If a straight on rear end collision can send you through three lanes on the motorway it is worrying for all with similar configuration vehicles.

Regards Frank


----------



## 101075 (Sep 22, 2006)

*Bessie*

Hi all,
Many thanks for all of your kind words they have been much appreciated by my wife and I.
We have now started trying to sort out the insurance, we are insured by Caravan Guard and our policy covers us for a replacement vehicle if the damage is 60% more than the lesser of the current insured value or the market value.
I have had a verbal rough estimate this morning of £8000 clearly not enough to get a replacement but we have to see what the Caravan Guard assessor says. They have also said it could be at least 12 weeks to get the work completed.
I will keep you informed as to the progress especially with the insurance side of things as it may come in useful to someone in the future but I truly hope you never need it.

Dane


----------



## Suenliam (Mar 22, 2006)

Hope the insurance company and Barrons are as competent at their job as you obviously were at driving and controlling the MH. 

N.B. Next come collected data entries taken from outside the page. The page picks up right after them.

PR #2016, opened 2020-12-09
Add simple Typeform component and /enterprise page using it

rogermparent:
A quick solution to adding a Typeform to the url `/enterprise`, much like [the viewer beta form](https://viewer.iterative.ai/beta-form).

Currently, it blends into the site UI and specified a min-height that ensures a nested vertical scroll doesn't happen.

If we want any changes to the Enterprise page specifically, they can simply be added to the page component.

I haven't added a link to any menus yet, but that can also be done in either this or another PR.


shcheklein:
@rogermparent looks awesome, could we disable the banner on that page? The idea that people will go from the banner link to it.

Also, can we update the banner itself as part of the PR - `:shield: DVC for Enterprise - data access control & compliance!`

shcheklein:
Thank @rogermparent !

PR #2017, opened 2020-12-10
Update checks-action to 1.1.1

rogermparent:
the [checks action](https://github.com/LouisBrunner/checks-action/blob/master/README.md) we use has updated again recently, and possibly with an issue that solves the `deployment_status` issue which has been the main hurdle of Link Check since GitHub Actions were introduced to it.


rogermparent:
I opened this PR to test, and it seems a simple version change doesn't fix the issue. The new `sha` field may be an avenue we can take for fixing the Checks issue, however.
For now, I'll close this PR so as not to leave this dangling while I focus on other things. I'll either reopen this or make a new issue in the future.

PR #2025, opened 2020-12-15
heartbeat draft

elleobrien:
i'm looking for a good cover image, so that will be replaced before we publish


shcheklein:
https://www.zazzle.com/t_shirt-235920696568133954  - this is fun @elleobrien  :)) 

(but let's add it to the links exclusion list please, otherwise CI fails  ^^ - it doesn't all us to check it - throws HTTP 403)

shcheklein:
how about btw take that image as a header image :)

content/blog/2020-12-14-december-20-dvc-heartbeat.md
```diff
@@ -0,0 +1,171 @@
+---
+title: December '20 Heartbeat
+date: 2020-12-14
+description: |
+  Monthly updates are here- read all about our brand new video docs, the DVC Udemy course, open jobs with our team, and essential reading about Git-flow with DVC.
```
shcheklein, line 5: 💅 please keep it under 80

content/blog/2020-12-14-december-20-dvc-heartbeat.md
```diff
@@ -0,0 +1,171 @@
...
+to full-stack machine learning. The event is free and virtual, so consider
+stopping by!
+
+![](/uploads/images/2020-12-14/pydata_mtl.jpg)
+
+## From the community
+
+There's no shortage of cool things to report from the community:
+
+### The DVC Udemy Course
```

Glad you are both OK and hope the settlement is quicker than 12 weeks - could be well into the holiday season.


----------



## Pusser (May 9, 2005)

*Re: Bessie*



Diabalo said:


> Hi all,
> Many thanks for all of your kind words they have been much appreciated by my wife and I.
> We have now started trying to sort out the insurance, we are insured by Caravan Guard and our policy covers us for a replacement vehicle if the damage is 60% more than the lesser of the current insured value or the market value.
> I have had a verbal rough estimate this morning of £8000 clearly not enough to get a replacement but we have to see what the Caravan Guard assessor says. They have also said it could be at least 12 weeks to get the work completed.
> ...


Me and Drums could get it up to 60% if that's any help. 8)


----------



## Waggy (Jan 15, 2006)

Glad to hear that you and your wife are OK after this horrific experience

I note that this was a new van. How long would you have to wait for a similar replacement? You should certainly consider claiming from the third party insurers (not your own company) the cost of hiring an equivalent vehicle. The escalating costs over an extended period will concentrate some minds and the insurers may take a pragmatic view and decide it would be to *their* benefit to replace the van sooner rather than later.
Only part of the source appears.